Masalah terbesar dalam ujian tesisku ini sebenarnya bukan adanya deadline, bukan juga omongan orang, tapi pikiranku sendiri. Logikanya S2 itu cuma sebentar, 2 tahun, dan mayoritas orang lulus seperti
perosotan. Bahkan banyak yang disambi kerja juga, ada yang kuliah di luar negeri. Sedangkan aku,
walaupun udah menikah, tidak ada beban khusus yang diembankan di aku.
Aku gak kerja, belum punya anak, cuma fokus aja kuliah di dalam negeri yang kayaknya gampang, eh gak lulus-lulus. Di awal aku gak bisa menerima bahwa studiku akan molor, beasiswaku udah jatuh tempo dan gak bisa cumlaude :) Waktu S1 semuanya terasa lancar di akhir, jadi aku bener-bener gak bisa terima bahwa semua kemudahan masa lalu itu tidak terulang di masa sekarang. Maka seringlah aku stress hahaha. Belum lagi LDR kan, mikirin juga funding kuliahku pasca beasiswa habis.
Ternyata makin stres makin ga bener kerja kita. Makin banyak waktu sia-sia, makin lama juga satu perkerjaan selesai. Imbasnya, lulus makin lama dan makin stres aku. Tapi dasarnya punya suami motivator (pribadi) dan gak pernah maksa-maksa, makin lama aku makin bisa terima keadaan studiku.
Ternyata kuncinya memang menerima. Seperti yang tertulis di bab awal buku "Sebuah Seni untuk Bersikap Bodo Amat", menerima keadaan negatif diri kita ternyata hal yang positif. Nah lho.
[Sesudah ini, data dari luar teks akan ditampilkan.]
PR #1227, opened 2018-11-14
Spanner custom conversions used in composite key accessor

### LINKED ISSUE #1226: Spanner use custom converters when forming composite key from id properties
Spanner composite keys can only be constructed from set of allowed types. Currently in the few places where this is done there is no conversion done. We should use the same custom converters that are used for the other properties in those cases.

Waktu kuliah di Leipzig, aku tau kalo aku gak sepinter teman-teman Eropa. Aku juga sadar bahwa lab skill-ku masih jauh dari temen-temen PhD yang bantuin supervisorku. Dengan semua kenyataan itu, aku nerima banget. Hasilnya, mau gak mau, aku belajar lebih giat dari temen-temen sekelasku. Hampir tiap hari aku masuk lab, belajar instrumen baru dan jadi bisa. Penerimaan ini ternyata jadi pecutan keras yang tidak membuat luka :)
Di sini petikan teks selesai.